> **Data extracts**:
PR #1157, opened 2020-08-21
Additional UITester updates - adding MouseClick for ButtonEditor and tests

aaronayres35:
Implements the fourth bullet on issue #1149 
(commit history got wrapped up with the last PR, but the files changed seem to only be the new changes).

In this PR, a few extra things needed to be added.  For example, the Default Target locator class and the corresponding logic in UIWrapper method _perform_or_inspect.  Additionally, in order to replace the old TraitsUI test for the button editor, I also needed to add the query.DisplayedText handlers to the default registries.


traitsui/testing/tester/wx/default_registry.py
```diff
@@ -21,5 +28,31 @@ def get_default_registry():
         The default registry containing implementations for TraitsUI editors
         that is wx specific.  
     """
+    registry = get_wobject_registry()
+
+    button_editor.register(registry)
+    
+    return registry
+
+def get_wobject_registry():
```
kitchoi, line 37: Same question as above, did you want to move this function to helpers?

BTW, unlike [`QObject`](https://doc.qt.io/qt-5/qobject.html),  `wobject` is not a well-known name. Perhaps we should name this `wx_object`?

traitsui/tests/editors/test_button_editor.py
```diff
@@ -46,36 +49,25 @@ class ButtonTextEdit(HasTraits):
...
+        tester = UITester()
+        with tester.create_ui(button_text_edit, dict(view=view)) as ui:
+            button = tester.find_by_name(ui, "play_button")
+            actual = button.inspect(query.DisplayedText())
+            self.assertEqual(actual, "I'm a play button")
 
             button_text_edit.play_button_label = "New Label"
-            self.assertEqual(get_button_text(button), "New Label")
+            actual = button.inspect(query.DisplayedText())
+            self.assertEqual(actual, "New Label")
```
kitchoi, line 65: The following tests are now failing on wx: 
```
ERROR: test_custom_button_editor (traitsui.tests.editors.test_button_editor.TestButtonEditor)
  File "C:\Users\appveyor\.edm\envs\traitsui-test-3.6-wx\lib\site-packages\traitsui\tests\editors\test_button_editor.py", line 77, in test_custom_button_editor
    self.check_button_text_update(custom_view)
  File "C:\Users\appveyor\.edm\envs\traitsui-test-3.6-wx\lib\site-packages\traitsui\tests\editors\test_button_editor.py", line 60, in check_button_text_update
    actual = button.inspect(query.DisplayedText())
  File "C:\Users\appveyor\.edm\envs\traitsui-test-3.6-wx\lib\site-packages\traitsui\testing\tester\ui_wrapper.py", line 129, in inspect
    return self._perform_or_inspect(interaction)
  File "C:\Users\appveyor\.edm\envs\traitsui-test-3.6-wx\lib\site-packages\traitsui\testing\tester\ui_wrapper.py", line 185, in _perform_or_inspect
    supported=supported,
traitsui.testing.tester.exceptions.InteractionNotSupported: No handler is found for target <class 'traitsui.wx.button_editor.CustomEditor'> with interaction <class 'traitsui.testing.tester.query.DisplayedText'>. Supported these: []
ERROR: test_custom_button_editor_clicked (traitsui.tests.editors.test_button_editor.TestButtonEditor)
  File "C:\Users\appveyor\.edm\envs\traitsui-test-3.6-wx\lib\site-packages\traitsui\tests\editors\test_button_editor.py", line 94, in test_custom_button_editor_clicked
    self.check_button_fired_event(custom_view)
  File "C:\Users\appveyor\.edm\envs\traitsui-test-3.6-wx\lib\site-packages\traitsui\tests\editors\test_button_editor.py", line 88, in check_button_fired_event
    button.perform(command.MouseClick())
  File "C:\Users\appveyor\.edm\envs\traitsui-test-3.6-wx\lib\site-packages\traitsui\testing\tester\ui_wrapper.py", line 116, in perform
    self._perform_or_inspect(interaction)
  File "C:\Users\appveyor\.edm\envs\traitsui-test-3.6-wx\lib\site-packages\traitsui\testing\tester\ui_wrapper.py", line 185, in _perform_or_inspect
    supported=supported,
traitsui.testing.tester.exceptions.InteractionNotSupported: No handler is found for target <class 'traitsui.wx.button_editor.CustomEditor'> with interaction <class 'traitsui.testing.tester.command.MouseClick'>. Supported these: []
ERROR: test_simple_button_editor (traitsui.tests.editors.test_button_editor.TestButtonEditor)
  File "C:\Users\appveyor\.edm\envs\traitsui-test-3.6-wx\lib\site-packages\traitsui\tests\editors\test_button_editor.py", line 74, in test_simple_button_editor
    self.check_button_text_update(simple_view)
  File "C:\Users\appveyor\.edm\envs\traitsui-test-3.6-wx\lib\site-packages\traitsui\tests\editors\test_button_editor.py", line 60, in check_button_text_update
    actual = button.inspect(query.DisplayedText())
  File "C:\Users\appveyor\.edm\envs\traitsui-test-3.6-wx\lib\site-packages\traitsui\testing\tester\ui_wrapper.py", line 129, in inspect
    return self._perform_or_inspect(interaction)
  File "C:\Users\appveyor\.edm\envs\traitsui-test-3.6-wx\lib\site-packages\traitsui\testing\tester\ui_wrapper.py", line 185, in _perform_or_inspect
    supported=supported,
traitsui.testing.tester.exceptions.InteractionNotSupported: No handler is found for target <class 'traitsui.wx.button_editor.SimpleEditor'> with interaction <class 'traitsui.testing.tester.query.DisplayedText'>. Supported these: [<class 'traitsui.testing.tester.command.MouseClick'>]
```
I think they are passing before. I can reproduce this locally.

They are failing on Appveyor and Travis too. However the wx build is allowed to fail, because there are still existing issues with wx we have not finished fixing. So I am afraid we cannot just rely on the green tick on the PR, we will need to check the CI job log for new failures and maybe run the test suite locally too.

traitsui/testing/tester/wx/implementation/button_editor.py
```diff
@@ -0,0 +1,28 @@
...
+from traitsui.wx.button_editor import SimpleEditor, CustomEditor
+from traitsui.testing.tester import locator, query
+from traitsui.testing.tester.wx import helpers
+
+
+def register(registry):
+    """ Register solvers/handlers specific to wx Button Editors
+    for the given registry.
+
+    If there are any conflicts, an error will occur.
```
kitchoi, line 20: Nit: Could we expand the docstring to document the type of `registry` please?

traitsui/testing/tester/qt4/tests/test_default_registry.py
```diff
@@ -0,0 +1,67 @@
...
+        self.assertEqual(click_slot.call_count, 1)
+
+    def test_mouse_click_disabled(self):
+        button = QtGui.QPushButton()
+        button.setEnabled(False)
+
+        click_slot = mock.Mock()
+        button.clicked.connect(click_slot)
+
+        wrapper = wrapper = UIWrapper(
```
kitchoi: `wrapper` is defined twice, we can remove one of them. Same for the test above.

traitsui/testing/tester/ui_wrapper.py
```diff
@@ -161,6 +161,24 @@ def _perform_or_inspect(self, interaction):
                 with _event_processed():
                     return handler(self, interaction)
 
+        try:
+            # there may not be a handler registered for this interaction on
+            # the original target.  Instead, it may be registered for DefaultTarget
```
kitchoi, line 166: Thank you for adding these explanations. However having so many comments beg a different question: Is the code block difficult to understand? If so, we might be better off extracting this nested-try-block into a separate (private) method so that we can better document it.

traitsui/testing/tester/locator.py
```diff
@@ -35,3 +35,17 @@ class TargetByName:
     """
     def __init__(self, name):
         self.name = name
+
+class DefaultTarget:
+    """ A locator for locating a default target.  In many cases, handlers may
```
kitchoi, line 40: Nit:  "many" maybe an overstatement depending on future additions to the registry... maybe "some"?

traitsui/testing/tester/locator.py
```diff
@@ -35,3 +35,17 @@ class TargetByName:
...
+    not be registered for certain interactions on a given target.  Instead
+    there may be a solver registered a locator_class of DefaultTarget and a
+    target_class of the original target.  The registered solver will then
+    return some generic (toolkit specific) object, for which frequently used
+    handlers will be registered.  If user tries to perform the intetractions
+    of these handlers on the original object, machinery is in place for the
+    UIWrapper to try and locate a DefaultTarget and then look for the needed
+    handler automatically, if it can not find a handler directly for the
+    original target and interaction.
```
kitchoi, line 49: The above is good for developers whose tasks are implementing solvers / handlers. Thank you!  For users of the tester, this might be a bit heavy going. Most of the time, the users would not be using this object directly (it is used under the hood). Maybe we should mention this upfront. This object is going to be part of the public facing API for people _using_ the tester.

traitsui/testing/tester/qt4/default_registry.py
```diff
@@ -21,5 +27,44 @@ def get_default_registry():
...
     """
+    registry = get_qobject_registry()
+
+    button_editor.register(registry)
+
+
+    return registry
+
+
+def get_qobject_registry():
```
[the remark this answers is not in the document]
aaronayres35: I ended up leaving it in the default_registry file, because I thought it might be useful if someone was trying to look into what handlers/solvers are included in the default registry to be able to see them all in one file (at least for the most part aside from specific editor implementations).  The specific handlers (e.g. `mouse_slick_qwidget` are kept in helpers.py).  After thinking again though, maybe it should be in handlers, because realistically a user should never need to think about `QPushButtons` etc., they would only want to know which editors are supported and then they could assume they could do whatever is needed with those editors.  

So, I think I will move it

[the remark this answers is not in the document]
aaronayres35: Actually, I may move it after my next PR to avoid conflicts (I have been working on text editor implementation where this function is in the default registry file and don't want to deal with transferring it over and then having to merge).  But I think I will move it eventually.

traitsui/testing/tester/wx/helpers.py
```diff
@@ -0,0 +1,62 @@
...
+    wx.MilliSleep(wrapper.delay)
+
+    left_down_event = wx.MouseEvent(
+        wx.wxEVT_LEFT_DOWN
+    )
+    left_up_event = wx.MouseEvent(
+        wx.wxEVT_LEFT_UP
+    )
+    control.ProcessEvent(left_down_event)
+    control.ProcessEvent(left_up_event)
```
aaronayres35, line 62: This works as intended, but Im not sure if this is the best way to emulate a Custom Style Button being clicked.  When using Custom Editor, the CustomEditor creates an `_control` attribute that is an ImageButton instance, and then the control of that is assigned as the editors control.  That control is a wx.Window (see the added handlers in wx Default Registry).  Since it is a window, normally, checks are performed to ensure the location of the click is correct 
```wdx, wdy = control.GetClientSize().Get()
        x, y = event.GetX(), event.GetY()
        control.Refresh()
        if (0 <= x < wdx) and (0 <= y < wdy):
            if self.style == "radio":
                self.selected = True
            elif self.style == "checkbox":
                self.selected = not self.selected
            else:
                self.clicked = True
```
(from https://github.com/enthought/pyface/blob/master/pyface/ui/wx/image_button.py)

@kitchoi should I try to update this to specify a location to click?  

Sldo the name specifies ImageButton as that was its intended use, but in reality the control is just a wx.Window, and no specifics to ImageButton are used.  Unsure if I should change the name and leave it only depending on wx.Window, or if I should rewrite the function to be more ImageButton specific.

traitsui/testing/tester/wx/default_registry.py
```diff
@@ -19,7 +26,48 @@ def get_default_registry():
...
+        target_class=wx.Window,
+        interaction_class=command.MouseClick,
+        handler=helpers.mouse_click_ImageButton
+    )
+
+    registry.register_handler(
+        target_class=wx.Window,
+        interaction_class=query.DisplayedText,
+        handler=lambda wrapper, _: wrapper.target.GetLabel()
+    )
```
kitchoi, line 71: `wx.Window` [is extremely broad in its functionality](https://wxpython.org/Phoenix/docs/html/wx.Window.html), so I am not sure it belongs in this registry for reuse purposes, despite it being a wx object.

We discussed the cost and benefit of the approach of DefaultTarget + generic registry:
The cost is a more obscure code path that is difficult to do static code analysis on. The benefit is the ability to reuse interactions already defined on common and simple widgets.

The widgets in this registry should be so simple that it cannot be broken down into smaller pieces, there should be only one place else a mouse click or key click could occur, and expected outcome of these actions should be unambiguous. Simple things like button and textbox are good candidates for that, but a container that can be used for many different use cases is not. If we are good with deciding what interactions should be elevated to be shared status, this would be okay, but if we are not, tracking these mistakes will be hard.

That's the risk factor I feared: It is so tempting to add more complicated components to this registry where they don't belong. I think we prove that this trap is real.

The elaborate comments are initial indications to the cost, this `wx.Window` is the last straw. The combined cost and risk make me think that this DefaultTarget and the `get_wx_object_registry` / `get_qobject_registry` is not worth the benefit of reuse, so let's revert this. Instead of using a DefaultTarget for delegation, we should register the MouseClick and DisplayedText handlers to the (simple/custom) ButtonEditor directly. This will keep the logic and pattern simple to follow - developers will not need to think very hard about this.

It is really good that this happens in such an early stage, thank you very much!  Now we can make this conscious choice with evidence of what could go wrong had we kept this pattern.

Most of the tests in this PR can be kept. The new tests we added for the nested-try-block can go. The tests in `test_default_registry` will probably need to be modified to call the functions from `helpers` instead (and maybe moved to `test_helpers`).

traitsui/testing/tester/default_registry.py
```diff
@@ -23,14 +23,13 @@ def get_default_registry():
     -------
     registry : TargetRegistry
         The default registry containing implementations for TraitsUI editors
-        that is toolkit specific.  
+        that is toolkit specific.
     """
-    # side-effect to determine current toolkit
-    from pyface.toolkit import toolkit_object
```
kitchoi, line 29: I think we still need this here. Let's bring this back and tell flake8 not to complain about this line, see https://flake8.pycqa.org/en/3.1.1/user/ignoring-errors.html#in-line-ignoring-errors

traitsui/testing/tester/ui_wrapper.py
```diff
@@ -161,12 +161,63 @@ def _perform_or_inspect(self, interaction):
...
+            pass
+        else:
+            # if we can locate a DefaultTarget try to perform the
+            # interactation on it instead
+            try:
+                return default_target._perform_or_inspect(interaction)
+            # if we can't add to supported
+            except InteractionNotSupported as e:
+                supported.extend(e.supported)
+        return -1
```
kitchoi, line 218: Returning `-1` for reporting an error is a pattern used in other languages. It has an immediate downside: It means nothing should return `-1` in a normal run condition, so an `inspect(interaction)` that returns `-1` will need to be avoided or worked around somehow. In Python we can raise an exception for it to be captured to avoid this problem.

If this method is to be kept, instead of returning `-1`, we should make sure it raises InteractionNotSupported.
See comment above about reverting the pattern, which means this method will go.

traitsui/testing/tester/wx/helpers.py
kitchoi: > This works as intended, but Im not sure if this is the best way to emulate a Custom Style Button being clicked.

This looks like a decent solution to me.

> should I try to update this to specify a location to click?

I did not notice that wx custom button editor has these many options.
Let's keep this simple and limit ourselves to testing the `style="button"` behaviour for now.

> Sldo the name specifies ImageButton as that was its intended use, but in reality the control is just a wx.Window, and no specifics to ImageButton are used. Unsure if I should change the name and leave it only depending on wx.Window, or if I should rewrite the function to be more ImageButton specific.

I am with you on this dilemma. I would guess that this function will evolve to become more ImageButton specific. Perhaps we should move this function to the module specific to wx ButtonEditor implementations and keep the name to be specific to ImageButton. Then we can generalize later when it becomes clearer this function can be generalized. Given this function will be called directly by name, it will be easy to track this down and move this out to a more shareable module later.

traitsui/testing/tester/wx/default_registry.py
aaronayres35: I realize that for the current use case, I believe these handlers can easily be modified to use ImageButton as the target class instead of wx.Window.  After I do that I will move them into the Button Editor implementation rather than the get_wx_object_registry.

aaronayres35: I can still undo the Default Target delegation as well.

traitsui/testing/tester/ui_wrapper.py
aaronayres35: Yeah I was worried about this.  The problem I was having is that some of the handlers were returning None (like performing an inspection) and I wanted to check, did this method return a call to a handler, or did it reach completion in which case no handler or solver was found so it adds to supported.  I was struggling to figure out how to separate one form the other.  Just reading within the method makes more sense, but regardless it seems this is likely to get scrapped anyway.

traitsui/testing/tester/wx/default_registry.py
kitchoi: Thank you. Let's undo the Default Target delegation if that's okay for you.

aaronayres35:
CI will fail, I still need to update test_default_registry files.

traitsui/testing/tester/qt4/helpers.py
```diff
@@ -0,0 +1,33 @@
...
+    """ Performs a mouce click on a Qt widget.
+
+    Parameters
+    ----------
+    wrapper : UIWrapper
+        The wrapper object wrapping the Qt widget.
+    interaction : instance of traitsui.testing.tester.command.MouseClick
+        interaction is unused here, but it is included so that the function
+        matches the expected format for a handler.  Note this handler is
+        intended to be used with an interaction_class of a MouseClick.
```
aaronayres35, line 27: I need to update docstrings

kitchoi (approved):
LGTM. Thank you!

> **Task brief**:
Every line above with the string "https" in it should be copied into the answer.

> **Written solution**:
BTW, unlike [`QObject`](https://doc.qt.io/qt-5/qobject.html),  `wobject` is not a well-known name. Perhaps we should name this `wx_object`?
(from https://github.com/enthought/pyface/blob/master/pyface/ui/wx/image_button.py)
kitchoi, line 71: `wx.Window` [is extremely broad in its functionality](https://wxpython.org/Phoenix/docs/html/wx.Window.html), so I am not sure it belongs in this registry for reuse purposes, despite it being a wx object.
kitchoi, line 29: I think we still need this here. Let's bring this back and tell flake8 not to complain about this line, see https://flake8.pycqa.org/en/3.1.1/user/ignoring-errors.html#in-line-ignoring-errors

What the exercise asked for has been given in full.